林老先生笑得很和蔼,一边说着一边向每人递了一张名片:“老王是我故交了,你们喜欢什么,尽管挑,优惠价!”
我们各自去看柜上的茶具,都是做工非常精美的瓷,有半透明的,轻敲可发出悦耳的声响,上面有镂空雕刻、图案繁多,数量却极为有限。
我看中了一套红梅的,越看越喜欢,又怕摔坏无处补,就把仅剩下的两套都买了,价格相对这样的成色,真是的非常难得了。林老先生看我喜形于色的样子,也面露微笑,道瓷器如玉,可遇而不可求,这两套也算是找到有缘人了。我听了更是珍惜。

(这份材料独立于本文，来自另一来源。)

PR #1437, opened 2020-04-02
pm: fix expected ticket expiration params backwards compatability

kyriediculous:
This PR fixes the backwards compatibility requirement for #1428. 

Originally there is a check that retrieves the necessary `ExpirationParams` from the `Timewatcher` if the Orchestrator does not provide these in `TicketParams`
```
	expirationParams := ticketParams.ExpirationParams
	// Ensure backwards compatbility
	// If no expirationParams are included by O
	// B sets the values based upon its last seen round
	if expirationParams == nil {
		expirationParams = s.expirationParams()
	}
```

We however us a helper `pmTicketParams` on the broadcaster to convert the received `net.TicketParams` to `pm.TicketParams`

This helper initialises `ticketParams.ExpirationParams` 

```		
ExpirationParams: &pm.TicketExpirationParams{
			CreationRound:          params.ExpirationParams.GetCreationRound(),
			CreationRoundBlockHash: ethcommon.BytesToHash(params.ExpirationParams.GetCreationRoundBlockHash()),
		},
```

So we actually have to check for zero values on `expirationParams` fields and not the encapsulating struct itself 

Adjusted & ran unit tests
Ran Labrador on rinkeby

**Checklist:**

### DIFF
--- a/pm/sender.go
+++ b/pm/sender.go
@@ -6,6 +6,7 @@ import (
 	"sync"
 	"sync/atomic"
 
+	ethcommon "github.com/ethereum/go-ethereum/common"
 	"github.com/pkg/errors"
 )
 
@@ -113,7 +114,7 @@ func (s *sender) CreateTicketBatch(sessionID string, size int) (*TicketBatch, er
 	// Ensure backwards compatbility
 	// If no expirationParams are included by O
 	// B sets the values based upon its last seen round
-	if expirationParams == nil {
+	if expirationParams == nil || expirationParams.CreationRound == 0 || expirationParams.CreationRoundBlockHash == (ethcommon.Hash{}) {
 		expirationParams = s.expirationParams()
 	}
 
--- a/pm/sender_test.go
+++ b/pm/sender_test.go
@@ -286,9 +286,8 @@ func TestCreateTicketBatch_UsesSessionParamsInBatch(t *testing.T) {
 	assert.Equal(ticketParams.ExpirationBlock, batch.ExpirationBlock)
 	assert.Equal(ticketParams.PricePerPixel, batch.PricePerPixel)
 	assert.Equal(expectedExpParams, batch.ExpirationParams)
-	// No ExpirationParams, get data from TimeManager
 
-	// ExpirationParams sent by orchestrator
+	// No ExpirationParams, get data from TimeManager
 	ticketParams = TicketParams{
 		Recipient:         recipient,
 		FaceValue:         big.NewInt(1111),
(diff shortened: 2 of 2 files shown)


pm/sender.go
```diff
@@ -113,7 +114,7 @@ func (s *sender) CreateTicketBatch(sessionID string, size int) (*TicketBatch, er
 	// Ensure backwards compatbility
 	// If no expirationParams are included by O
 	// B sets the values based upon its last seen round
-	if expirationParams == nil {
+	if expirationParams == nil || (expirationParams.CreationRound == 0 && expirationParams.CreationRoundBlockHash == ethcommon.Hash{}) {
```
yondonfu:
```golang
expirationParams == nil || expirationParams.CreationRound == 0 || expirationParams.CreationRoundBlockHash == ethcommon.Hash{}
```

Should the conditional be the above instead? If either field in `expirationParams` is the zero value the sender would set the expiration params on its own.

pm/sender_test.go
```diff
@@ -297,6 +296,7 @@ func TestCreateTicketBatch_UsesSessionParamsInBatch(t *testing.T) {
 		RecipientRandHash: recipientRandHash,
 		ExpirationBlock:   big.NewInt(1),
 		PricePerPixel:     big.NewRat(1, 1),
+		ExpirationParams:  &TicketExpirationParams{},
```
yondonfu, line 299: Should we have a test that checks for a nil `ExpirationParams` as well as the new conditions?

pm/sender.go
kyriediculous: Yes although both values are always used in tandem so it's never either.

We _could_ even skip the `expirationParams == nil` check since it should never be nil (due to the usage of `pmticketparams`

pm/sender_test.go
kyriediculous: This should actually never be nil in the real case due to the usage of `pmTicketParams()` but I can add a test (see comment above though about the nil check)

pm/sender.go
kyriediculous: fixed in c3bcc39f

pm/sender_test.go
kyriediculous: fixed in c3bcc39f

kyriediculous:
CI should pass once the rebase includes #1438

yondonfu (commented):

kyriediculous:
rebased !

yondonfu (approved):
LGTM 🚢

语乔也挑了几套,有的是要送人,自己留的是一套镂空雕刻如意祥云的,做工看起并不繁复,反而看起来简约而精致,淡淡的浅绿色,甚配其人。
因陈心是开车来停在镇里的,只能送我们到车站,两男两女留了通信电话便分道扬镳了。
一上车语乔便盯着我的头看:“沐昭,你这簪子,什么时候买的?我怎么没见过?”
我心里一跳,却无意道:“买……挺久了,啊——”
我没说完,头发便散了下来,语乔拔了簪子在手中把玩:“这梅花雕得好精致啊,咦,好像还有股香味……”
我正一边悄悄地看着手臂上隐隐出现的红痕,急忙往下拉了拉袖子,又见她凑近脸要去闻,怕出什么异事,抢过簪子握在手上,一时手心竟有些潮湿。
“不就根簪子吗……沐昭,你没事吧?”
我忙说这两天太累,有点感冒了。她大概也累了,偶尔说两句话,肩上突地一沉,是她靠着我睡着了。我紧紧握着簪子,袖子里的红痕慢慢隐去……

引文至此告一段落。